▶ [AIM OF THE TASK]:
Please return only the lines from the one holding "- Tests use fake clients/state" through the one holding "Issue #1099, opened 2026-01-30", exactly as they appear in the records below, both ends included.

* * * * * * *

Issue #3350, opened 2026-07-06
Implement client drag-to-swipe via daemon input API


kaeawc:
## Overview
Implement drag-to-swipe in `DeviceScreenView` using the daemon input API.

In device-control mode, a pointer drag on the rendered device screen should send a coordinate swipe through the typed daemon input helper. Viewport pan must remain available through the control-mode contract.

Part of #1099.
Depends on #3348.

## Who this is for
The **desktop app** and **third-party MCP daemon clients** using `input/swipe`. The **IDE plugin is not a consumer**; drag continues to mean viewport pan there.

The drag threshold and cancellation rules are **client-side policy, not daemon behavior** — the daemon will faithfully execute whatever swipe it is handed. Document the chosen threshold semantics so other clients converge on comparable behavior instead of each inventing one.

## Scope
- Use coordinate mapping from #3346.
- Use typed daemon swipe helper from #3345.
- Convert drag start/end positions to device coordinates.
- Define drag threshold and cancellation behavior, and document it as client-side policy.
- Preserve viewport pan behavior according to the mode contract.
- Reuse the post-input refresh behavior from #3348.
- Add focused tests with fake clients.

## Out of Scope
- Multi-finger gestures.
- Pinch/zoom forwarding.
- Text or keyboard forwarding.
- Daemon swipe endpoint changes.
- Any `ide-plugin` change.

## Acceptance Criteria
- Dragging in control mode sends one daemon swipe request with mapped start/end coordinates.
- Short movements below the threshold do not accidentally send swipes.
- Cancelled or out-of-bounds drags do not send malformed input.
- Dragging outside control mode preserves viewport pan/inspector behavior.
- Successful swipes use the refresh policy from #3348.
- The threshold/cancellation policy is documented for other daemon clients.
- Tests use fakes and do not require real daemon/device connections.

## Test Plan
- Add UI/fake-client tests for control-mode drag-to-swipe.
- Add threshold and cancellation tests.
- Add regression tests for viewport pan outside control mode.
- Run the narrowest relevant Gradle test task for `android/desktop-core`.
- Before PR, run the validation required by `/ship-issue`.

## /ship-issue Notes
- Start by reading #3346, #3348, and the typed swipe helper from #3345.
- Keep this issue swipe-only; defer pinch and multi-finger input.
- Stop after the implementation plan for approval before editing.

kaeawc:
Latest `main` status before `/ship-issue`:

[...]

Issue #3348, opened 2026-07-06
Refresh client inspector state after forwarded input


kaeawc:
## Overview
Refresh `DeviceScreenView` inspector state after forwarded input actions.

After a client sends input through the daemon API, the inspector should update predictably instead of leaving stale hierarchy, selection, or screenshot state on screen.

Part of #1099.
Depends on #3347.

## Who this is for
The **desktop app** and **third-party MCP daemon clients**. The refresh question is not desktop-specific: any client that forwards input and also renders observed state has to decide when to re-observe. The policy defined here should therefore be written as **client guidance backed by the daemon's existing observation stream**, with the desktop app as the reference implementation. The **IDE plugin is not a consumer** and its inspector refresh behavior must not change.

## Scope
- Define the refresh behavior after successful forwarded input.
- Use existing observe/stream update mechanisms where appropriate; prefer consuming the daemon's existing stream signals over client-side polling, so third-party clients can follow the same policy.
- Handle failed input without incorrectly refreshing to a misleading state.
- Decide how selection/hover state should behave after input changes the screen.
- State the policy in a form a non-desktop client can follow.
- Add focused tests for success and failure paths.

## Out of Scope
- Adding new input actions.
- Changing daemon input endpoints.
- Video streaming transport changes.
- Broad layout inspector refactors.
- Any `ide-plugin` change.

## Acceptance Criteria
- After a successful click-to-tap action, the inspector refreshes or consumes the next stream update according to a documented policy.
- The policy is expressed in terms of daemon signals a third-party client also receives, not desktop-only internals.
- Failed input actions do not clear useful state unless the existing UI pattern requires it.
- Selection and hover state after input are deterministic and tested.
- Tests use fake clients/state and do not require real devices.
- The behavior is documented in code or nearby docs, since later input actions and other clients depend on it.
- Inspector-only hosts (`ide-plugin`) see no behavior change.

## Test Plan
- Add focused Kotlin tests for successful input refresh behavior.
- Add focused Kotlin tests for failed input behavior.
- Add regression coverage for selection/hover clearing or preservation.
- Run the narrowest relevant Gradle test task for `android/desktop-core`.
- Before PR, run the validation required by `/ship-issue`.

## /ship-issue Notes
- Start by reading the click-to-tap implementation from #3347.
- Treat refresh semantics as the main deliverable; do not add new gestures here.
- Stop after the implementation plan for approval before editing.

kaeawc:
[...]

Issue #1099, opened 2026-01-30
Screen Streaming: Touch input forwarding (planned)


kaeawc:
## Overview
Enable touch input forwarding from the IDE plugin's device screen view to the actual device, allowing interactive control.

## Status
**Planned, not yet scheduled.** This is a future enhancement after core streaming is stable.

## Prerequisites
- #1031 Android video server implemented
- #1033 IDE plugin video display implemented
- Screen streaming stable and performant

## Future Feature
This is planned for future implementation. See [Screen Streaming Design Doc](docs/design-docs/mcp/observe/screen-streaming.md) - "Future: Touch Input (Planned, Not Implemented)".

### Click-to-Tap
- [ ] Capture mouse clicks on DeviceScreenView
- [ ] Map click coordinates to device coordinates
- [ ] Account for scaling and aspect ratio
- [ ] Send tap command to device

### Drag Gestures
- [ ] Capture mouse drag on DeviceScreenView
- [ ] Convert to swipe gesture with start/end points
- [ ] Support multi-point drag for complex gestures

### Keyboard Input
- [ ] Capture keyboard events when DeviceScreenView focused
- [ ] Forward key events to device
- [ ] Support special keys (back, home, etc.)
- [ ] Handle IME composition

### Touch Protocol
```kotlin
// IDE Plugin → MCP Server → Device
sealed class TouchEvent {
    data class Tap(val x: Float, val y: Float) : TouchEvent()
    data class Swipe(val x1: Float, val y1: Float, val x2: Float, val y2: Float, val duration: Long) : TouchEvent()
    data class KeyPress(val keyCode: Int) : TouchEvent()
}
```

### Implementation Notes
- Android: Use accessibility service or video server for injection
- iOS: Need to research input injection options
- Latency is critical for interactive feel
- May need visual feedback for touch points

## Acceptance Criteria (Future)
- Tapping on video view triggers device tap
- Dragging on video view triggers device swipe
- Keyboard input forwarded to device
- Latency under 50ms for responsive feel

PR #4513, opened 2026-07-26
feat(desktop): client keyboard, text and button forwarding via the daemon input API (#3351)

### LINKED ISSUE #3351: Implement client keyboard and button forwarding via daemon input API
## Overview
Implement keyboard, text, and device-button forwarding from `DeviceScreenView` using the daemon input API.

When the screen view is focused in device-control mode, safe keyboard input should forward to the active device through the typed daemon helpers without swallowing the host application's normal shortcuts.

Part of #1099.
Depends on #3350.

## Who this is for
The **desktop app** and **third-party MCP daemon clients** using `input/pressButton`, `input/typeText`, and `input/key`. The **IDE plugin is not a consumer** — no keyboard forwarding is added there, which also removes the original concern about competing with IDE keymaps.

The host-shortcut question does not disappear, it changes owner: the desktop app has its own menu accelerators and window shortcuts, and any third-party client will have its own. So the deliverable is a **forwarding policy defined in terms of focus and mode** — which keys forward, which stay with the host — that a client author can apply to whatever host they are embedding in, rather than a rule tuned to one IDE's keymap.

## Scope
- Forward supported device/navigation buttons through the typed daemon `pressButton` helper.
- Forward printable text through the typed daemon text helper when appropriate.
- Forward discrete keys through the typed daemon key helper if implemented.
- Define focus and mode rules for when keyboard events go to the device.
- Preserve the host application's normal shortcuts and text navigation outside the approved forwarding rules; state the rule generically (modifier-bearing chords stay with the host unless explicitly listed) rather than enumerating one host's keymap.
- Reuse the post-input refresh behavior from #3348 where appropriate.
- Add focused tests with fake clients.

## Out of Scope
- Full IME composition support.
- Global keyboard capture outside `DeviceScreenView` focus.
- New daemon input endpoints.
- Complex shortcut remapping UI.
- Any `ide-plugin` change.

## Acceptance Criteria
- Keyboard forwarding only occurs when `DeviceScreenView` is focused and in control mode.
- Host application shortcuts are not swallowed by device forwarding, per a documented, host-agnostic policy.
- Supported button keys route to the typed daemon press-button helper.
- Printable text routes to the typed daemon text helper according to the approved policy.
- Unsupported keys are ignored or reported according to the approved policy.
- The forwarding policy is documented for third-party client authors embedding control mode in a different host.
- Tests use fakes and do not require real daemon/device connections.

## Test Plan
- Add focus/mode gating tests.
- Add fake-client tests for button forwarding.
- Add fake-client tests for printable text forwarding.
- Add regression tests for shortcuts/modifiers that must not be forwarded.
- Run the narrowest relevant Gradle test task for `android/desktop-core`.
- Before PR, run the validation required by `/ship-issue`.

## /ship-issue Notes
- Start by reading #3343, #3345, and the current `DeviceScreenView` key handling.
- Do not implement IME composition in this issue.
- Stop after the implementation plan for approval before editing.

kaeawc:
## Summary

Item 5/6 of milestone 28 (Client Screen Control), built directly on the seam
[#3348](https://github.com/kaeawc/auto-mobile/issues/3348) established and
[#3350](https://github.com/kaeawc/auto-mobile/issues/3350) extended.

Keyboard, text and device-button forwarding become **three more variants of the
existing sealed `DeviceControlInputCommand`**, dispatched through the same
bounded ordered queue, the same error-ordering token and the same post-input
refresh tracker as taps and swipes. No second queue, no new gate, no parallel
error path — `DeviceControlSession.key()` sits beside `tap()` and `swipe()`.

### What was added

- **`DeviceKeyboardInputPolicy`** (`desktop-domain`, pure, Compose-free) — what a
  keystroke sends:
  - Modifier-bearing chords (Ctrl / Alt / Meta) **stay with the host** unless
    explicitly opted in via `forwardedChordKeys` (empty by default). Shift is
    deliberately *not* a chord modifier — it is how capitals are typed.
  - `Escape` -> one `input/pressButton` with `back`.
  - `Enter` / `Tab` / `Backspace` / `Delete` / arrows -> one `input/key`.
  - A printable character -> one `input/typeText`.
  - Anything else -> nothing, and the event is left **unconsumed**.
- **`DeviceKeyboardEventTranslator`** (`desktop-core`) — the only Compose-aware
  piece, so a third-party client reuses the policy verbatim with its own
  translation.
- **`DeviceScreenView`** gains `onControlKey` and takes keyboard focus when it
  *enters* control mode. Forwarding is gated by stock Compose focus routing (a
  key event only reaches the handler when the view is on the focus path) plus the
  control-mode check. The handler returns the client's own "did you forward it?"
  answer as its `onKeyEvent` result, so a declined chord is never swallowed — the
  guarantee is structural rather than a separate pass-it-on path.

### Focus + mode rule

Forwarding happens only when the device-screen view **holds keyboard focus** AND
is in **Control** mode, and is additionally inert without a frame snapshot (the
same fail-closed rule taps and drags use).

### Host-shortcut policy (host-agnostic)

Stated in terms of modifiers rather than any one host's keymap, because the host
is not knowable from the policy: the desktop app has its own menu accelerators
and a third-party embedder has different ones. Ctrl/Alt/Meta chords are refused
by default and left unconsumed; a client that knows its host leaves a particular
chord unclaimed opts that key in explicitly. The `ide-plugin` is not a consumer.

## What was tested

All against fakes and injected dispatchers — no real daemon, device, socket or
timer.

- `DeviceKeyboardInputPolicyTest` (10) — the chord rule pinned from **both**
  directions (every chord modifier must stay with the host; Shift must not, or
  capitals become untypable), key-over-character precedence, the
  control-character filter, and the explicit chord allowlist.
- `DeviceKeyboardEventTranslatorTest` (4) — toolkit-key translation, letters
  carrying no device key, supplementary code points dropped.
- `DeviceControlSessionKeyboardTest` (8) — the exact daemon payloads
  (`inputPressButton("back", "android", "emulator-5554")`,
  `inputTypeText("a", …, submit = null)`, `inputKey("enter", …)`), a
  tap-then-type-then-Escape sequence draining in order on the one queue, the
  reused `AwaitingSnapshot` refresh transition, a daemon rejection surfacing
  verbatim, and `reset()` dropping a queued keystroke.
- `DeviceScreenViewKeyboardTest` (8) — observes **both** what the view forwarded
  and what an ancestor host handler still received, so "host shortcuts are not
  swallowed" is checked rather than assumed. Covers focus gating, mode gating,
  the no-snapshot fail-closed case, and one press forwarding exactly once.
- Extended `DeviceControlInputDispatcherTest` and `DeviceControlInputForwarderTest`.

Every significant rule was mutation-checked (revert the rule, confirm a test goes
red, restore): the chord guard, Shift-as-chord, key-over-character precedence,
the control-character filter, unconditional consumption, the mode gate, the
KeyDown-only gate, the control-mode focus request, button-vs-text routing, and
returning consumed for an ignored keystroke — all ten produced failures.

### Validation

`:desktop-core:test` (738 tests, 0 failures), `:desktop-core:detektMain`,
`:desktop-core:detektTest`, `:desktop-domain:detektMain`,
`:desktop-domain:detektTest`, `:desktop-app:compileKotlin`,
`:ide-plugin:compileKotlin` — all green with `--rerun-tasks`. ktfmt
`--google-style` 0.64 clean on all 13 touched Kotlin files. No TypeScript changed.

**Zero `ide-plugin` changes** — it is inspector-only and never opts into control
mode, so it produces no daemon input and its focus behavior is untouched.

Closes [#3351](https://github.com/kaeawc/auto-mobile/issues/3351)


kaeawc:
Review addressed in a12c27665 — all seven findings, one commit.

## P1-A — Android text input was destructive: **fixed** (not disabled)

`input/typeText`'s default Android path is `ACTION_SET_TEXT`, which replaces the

* * * * * * *

▶ [OUTPUT FOR THIS EXERCISE]:
- Tests use fake clients/state and do not require real devices.
- The behavior is documented in code or nearby docs, since later input actions and other clients depend on it.
- Inspector-only hosts (`ide-plugin`) see no behavior change.

## Test Plan
- Add focused Kotlin tests for successful input refresh behavior.
- Add focused Kotlin tests for failed input behavior.
- Add regression coverage for selection/hover clearing or preservation.
- Run the narrowest relevant Gradle test task for `android/desktop-core`.
- Before PR, run the validation required by `/ship-issue`.

## /ship-issue Notes
- Start by reading the click-to-tap implementation from #3347.
- Treat refresh semantics as the main deliverable; do not add new gestures here.
- Stop after the implementation plan for approval before editing.

kaeawc:
[...]

Issue #1099, opened 2026-01-30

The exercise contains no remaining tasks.